▶ _What you should do_
Work out how many lines in the records include the word "have", then answer with nothing but that number.

START Available data

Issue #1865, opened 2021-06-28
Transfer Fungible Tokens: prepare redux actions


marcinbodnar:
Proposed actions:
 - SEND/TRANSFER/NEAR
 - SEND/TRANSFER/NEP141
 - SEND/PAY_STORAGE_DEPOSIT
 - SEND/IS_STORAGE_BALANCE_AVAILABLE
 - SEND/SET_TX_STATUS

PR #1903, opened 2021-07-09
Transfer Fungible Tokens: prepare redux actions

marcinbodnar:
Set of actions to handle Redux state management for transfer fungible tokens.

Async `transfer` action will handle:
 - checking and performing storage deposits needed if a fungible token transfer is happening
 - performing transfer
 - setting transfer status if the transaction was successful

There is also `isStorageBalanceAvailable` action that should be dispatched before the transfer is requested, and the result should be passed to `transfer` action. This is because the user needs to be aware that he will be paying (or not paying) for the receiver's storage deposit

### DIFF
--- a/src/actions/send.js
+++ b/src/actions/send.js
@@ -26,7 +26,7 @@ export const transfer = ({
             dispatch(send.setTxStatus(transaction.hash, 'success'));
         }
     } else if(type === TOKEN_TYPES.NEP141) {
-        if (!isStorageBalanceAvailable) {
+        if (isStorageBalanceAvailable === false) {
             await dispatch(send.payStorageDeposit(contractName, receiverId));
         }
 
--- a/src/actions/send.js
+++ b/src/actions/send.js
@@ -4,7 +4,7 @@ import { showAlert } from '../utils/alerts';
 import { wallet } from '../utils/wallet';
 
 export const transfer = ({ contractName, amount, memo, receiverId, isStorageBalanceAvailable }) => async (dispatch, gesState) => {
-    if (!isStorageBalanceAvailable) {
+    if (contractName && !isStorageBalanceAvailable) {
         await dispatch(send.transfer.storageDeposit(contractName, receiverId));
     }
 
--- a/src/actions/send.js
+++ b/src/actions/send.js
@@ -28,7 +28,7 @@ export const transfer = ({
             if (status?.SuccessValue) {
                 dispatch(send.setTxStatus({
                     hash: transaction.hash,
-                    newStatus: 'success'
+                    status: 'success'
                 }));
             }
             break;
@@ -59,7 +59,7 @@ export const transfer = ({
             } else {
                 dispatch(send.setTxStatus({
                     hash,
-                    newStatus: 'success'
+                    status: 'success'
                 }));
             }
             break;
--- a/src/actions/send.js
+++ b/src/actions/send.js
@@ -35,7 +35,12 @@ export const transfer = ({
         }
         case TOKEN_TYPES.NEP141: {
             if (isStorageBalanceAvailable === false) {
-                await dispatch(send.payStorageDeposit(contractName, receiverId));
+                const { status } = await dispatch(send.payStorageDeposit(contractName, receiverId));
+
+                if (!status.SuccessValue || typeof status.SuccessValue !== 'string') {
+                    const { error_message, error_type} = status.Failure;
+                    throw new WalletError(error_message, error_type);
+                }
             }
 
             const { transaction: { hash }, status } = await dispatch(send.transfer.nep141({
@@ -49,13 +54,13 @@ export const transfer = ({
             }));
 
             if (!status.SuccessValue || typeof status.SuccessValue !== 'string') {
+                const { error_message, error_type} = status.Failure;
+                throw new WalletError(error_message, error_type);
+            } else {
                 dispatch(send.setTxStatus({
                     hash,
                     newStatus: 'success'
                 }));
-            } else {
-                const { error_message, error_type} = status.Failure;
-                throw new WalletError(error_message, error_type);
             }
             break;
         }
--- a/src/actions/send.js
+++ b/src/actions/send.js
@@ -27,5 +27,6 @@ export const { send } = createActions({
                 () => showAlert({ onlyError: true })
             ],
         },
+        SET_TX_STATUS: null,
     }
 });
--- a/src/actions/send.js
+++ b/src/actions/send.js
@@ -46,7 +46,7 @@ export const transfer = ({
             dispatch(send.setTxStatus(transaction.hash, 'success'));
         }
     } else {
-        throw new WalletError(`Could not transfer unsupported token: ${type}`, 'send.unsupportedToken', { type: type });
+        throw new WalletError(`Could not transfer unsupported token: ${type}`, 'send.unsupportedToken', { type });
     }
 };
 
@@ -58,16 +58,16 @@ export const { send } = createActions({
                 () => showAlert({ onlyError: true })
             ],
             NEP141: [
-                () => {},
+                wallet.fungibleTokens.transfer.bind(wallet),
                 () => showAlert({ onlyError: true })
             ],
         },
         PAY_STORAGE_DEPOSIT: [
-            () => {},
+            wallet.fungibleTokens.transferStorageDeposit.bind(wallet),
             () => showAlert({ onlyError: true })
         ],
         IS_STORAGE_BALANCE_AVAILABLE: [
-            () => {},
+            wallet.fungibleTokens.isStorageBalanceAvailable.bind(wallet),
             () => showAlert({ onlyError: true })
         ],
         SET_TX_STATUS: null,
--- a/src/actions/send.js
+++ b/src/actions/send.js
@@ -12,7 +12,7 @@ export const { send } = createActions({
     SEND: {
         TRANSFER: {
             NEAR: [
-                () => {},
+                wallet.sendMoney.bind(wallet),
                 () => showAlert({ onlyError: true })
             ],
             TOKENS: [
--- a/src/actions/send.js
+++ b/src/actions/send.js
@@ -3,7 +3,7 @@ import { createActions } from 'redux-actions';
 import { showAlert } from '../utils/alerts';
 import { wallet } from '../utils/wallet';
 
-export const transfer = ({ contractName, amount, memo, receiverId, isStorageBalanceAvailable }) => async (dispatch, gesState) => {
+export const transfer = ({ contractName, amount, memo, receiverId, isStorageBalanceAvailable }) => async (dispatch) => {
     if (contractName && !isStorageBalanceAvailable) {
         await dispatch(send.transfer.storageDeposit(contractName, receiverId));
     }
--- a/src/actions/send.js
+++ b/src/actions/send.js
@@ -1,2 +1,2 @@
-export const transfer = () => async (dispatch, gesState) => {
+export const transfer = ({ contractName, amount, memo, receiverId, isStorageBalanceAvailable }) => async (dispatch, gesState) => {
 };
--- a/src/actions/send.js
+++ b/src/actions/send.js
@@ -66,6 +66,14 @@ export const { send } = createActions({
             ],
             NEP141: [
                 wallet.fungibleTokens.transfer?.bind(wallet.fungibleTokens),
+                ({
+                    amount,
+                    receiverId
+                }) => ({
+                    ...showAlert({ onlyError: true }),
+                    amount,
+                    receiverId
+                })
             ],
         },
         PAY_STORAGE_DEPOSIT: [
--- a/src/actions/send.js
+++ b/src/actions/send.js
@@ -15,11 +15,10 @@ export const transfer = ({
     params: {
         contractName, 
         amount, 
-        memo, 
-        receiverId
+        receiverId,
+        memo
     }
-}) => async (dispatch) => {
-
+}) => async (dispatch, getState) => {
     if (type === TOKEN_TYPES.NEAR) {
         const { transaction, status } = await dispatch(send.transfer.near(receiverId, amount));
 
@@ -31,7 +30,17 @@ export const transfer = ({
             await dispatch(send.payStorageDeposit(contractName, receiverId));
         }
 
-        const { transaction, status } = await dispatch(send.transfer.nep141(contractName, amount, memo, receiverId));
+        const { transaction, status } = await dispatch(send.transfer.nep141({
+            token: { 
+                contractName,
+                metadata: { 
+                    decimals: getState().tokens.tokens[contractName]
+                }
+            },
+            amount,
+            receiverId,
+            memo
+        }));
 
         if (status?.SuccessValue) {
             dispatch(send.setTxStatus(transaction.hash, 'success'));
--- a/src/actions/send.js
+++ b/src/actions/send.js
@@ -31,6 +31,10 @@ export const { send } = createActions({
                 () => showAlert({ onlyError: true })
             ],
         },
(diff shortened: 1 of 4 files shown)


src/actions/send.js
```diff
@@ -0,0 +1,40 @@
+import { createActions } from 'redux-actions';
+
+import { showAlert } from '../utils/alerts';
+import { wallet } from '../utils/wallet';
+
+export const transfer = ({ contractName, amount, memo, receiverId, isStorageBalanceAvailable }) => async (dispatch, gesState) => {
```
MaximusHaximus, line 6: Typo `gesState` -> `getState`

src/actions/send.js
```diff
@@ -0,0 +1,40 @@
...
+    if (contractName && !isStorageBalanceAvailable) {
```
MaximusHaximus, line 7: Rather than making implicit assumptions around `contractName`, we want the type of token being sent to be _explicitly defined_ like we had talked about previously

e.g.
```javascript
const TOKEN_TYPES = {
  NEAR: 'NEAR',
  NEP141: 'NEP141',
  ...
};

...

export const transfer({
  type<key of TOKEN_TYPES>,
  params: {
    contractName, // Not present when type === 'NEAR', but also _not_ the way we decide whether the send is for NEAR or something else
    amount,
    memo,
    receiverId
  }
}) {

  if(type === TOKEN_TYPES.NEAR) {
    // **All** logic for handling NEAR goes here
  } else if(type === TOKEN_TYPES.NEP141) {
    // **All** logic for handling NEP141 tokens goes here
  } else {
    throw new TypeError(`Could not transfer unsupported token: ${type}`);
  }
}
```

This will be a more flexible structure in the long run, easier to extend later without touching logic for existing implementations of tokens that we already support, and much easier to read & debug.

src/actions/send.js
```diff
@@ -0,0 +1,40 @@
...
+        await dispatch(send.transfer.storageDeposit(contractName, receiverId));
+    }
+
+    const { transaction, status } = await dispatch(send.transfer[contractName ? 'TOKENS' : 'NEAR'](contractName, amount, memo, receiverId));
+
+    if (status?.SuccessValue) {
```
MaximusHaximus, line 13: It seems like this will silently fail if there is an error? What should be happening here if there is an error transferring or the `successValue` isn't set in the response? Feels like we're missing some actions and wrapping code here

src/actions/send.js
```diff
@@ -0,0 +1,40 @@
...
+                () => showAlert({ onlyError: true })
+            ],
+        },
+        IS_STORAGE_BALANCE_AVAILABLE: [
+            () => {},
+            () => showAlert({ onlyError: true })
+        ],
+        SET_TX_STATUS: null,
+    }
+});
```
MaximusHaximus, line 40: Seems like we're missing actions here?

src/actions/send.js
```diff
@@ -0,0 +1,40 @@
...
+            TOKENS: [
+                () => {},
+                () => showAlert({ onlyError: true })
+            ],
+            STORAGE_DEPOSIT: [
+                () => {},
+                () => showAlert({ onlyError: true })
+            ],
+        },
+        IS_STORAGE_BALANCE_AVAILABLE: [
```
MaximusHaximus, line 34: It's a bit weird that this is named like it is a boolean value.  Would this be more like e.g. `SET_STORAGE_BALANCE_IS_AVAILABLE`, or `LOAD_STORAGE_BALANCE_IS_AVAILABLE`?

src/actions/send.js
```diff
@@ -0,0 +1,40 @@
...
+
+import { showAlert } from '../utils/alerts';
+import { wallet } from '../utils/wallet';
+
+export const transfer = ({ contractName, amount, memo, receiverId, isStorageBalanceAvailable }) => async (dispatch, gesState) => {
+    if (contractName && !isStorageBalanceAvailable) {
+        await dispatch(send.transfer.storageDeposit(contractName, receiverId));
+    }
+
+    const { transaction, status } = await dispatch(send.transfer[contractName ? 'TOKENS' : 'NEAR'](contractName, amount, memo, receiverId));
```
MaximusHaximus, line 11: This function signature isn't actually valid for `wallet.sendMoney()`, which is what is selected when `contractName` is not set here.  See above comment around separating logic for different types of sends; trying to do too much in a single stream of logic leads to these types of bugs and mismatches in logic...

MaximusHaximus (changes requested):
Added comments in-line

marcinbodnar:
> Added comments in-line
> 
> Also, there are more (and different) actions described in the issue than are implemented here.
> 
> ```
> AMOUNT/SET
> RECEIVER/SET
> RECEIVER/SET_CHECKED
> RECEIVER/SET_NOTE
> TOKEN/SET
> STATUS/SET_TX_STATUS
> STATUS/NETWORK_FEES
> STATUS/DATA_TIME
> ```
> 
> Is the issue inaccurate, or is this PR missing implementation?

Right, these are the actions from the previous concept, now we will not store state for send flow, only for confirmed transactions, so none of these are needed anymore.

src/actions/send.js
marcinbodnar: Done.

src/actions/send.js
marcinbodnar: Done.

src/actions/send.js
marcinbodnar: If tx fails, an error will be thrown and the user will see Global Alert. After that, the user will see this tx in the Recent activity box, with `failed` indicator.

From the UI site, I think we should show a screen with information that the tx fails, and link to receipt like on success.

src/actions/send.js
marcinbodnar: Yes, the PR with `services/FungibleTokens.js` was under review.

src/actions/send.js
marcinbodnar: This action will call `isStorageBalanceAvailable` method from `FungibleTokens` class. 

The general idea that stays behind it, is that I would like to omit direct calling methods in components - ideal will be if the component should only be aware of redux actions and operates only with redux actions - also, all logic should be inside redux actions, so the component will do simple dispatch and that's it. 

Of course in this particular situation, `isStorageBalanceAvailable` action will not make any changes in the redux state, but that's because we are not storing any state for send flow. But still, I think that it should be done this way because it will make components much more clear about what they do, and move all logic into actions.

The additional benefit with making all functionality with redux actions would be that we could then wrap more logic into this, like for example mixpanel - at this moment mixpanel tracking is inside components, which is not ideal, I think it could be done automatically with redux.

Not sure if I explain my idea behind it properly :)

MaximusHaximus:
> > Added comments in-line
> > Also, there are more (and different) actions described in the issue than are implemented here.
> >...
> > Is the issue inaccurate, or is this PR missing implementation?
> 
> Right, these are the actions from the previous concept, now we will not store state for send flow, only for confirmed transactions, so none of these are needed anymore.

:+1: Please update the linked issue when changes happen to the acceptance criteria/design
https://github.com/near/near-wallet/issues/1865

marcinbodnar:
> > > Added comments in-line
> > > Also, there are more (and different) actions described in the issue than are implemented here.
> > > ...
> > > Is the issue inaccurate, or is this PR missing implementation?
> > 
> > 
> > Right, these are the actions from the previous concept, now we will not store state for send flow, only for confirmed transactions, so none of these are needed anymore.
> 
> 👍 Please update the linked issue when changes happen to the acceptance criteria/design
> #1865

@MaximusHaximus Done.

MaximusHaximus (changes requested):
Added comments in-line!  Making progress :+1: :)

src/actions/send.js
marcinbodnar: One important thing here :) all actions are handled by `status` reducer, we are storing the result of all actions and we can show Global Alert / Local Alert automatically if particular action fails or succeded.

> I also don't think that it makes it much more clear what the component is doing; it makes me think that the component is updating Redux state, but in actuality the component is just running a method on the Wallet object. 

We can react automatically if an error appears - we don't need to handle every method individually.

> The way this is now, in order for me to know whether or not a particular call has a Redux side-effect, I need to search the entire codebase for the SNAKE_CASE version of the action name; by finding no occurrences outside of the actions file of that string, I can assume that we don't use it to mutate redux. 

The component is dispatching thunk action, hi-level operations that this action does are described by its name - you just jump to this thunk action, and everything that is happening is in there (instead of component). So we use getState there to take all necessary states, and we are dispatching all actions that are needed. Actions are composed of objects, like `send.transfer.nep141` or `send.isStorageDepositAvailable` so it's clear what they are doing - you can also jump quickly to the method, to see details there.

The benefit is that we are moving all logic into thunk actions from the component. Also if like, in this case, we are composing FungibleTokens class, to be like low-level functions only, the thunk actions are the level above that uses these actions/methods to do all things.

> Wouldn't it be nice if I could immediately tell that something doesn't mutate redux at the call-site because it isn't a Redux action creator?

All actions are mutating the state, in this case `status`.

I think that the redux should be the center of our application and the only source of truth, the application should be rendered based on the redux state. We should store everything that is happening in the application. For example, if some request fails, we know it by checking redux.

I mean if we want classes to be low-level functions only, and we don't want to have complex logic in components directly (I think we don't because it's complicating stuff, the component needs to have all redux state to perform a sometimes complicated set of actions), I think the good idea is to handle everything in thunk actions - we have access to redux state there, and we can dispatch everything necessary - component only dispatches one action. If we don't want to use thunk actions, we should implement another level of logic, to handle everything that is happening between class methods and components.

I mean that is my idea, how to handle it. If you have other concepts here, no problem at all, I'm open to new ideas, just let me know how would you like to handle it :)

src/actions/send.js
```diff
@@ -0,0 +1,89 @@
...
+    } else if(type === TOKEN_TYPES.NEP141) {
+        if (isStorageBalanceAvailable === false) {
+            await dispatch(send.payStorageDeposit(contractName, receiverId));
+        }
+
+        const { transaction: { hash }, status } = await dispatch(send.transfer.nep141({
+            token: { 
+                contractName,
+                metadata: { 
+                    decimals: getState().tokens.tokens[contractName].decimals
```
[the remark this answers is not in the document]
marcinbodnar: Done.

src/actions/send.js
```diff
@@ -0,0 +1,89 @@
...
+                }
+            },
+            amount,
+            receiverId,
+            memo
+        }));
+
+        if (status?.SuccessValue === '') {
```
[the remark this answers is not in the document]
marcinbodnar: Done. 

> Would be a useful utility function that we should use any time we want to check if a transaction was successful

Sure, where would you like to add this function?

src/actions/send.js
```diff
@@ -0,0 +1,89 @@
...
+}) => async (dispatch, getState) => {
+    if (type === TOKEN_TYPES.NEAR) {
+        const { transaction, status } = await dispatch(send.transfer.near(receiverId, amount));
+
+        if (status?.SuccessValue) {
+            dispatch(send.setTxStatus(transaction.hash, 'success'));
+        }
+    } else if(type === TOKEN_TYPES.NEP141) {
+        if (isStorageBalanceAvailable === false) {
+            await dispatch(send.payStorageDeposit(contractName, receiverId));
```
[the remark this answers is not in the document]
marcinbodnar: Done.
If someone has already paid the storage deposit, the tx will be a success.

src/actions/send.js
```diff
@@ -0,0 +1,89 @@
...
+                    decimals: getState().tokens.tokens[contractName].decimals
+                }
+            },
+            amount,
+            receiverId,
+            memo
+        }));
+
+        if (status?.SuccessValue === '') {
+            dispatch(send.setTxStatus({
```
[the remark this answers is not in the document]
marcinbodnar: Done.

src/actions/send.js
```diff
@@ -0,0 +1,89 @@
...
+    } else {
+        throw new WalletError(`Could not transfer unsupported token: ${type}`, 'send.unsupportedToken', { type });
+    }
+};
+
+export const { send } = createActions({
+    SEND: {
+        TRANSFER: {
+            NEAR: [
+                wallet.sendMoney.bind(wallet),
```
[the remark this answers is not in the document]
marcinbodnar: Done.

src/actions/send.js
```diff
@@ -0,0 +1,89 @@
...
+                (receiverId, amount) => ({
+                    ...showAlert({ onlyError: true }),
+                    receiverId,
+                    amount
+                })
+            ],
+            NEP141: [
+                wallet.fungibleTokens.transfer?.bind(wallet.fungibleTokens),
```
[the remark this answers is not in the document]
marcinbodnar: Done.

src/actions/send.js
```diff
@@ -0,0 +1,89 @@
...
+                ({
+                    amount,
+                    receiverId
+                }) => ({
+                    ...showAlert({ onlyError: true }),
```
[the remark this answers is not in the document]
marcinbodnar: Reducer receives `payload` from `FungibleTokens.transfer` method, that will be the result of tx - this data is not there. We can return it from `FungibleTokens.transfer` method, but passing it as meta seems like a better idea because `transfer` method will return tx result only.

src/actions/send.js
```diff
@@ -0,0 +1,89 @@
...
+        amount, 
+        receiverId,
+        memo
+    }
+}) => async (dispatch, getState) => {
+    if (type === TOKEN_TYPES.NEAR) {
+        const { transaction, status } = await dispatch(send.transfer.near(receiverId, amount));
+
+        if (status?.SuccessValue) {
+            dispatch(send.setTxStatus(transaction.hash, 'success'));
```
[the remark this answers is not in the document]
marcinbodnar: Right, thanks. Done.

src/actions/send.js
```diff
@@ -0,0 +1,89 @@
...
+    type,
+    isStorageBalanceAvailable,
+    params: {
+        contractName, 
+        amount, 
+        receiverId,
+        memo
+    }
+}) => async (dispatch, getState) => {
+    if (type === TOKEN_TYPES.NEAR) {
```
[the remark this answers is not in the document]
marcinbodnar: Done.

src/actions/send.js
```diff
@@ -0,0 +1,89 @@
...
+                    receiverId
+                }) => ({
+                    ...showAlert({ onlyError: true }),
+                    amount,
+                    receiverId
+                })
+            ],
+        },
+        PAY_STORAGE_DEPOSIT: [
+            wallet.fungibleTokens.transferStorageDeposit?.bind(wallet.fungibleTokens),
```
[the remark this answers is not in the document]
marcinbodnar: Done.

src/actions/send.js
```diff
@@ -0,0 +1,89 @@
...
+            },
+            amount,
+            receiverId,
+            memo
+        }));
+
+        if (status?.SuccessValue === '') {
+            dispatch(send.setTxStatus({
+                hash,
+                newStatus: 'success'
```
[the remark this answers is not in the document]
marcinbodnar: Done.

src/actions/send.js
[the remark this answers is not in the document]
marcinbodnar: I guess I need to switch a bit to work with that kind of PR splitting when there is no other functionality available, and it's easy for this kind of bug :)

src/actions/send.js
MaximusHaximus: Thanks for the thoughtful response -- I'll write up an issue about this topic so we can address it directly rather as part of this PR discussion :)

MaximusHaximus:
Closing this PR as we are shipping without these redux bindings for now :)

END Available data

▶ _Task response_
2